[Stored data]
# # # # # # #

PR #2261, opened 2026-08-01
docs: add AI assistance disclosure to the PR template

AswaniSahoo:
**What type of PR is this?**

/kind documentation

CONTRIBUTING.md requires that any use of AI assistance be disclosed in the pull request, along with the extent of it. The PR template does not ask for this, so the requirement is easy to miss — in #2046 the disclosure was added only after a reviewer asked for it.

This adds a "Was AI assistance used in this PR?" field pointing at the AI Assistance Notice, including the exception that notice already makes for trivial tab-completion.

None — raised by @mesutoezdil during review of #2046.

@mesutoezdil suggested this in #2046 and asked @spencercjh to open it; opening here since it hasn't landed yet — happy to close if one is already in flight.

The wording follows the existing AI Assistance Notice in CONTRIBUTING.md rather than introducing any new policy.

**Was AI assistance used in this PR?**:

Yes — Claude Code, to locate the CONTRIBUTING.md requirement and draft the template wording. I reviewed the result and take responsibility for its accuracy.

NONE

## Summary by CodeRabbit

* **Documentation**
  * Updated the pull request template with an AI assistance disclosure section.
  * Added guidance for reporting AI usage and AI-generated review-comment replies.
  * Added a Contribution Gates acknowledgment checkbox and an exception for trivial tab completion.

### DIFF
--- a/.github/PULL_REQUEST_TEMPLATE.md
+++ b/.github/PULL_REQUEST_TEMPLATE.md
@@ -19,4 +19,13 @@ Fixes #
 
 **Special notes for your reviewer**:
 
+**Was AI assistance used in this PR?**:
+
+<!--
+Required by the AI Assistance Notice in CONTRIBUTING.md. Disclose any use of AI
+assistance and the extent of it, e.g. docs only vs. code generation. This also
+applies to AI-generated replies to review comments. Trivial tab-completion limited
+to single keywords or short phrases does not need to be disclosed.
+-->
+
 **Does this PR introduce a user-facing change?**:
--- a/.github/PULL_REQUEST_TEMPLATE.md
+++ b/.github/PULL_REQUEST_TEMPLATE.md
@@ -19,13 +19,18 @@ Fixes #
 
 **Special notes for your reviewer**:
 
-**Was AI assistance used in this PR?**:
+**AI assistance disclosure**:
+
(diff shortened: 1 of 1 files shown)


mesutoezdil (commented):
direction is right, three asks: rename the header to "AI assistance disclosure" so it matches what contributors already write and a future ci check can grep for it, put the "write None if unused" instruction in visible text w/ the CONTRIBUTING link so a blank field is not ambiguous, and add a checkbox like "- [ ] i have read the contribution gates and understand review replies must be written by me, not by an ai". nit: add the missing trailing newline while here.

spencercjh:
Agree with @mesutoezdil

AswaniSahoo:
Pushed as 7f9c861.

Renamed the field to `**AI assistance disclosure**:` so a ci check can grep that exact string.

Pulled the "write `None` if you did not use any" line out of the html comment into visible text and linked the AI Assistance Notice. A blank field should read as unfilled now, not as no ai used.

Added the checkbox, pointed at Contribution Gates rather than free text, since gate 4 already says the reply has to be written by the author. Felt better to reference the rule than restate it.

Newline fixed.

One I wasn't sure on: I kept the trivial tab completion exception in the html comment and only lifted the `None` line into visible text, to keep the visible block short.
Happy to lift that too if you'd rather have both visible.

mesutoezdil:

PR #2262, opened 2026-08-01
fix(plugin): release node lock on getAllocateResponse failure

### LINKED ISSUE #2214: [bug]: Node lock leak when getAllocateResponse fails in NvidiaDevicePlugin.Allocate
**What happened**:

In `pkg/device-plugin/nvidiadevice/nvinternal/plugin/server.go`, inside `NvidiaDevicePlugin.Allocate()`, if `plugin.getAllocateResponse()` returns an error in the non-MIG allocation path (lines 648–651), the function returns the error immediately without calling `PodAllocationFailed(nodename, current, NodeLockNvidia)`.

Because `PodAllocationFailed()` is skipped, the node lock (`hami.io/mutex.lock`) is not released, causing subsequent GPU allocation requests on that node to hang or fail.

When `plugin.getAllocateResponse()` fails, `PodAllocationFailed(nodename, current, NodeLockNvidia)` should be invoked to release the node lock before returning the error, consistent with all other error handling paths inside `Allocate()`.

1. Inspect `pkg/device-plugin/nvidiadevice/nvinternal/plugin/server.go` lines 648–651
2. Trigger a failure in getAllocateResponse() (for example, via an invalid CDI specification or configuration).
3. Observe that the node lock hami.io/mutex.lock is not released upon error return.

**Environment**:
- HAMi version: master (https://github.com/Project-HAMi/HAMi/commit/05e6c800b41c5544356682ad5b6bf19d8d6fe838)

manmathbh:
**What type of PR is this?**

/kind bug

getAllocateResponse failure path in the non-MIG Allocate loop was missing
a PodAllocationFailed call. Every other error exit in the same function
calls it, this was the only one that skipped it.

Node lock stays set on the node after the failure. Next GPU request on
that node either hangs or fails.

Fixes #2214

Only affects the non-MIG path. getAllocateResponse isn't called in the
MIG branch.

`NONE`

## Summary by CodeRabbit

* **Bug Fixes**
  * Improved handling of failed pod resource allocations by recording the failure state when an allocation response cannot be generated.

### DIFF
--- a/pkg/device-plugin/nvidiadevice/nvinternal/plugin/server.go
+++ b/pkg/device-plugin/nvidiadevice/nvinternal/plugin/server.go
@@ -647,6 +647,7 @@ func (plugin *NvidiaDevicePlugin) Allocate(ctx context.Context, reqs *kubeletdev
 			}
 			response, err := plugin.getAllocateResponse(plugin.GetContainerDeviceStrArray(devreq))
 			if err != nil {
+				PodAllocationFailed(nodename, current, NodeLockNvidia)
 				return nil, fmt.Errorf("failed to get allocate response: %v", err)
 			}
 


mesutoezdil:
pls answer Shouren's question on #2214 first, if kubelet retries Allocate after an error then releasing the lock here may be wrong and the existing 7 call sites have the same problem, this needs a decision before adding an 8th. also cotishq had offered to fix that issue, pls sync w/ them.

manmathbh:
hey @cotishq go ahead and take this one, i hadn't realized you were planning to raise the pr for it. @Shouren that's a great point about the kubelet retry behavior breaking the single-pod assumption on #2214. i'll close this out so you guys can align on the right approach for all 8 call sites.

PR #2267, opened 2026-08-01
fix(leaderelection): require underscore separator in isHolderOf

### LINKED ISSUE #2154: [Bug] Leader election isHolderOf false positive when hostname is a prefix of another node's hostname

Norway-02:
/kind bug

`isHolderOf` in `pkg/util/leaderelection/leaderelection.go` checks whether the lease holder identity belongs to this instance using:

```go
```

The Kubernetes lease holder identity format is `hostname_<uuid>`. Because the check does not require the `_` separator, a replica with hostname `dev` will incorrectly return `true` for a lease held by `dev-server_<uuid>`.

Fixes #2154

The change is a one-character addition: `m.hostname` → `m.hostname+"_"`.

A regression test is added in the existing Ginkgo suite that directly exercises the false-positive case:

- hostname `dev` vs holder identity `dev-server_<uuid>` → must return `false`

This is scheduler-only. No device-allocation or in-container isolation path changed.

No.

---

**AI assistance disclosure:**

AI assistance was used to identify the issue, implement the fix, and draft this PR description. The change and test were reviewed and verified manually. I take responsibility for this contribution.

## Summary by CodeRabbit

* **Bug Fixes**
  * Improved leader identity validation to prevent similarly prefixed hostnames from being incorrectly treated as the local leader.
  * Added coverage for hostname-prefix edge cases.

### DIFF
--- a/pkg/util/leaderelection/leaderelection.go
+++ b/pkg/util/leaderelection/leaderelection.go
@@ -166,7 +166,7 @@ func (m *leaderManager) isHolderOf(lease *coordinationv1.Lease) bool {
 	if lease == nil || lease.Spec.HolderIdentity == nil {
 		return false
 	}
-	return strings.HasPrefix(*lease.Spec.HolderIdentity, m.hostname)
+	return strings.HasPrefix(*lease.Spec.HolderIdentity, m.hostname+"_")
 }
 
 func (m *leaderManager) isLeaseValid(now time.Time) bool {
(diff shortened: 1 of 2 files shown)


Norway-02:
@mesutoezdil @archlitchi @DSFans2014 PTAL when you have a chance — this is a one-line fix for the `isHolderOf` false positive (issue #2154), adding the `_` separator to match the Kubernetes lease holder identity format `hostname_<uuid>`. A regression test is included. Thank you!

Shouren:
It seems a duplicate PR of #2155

# # # # # # #

* _Task brief_: If a line contains the word "bool", it counts; please state how many such lines the records above have, and nothing more.

* _Your solution_: 2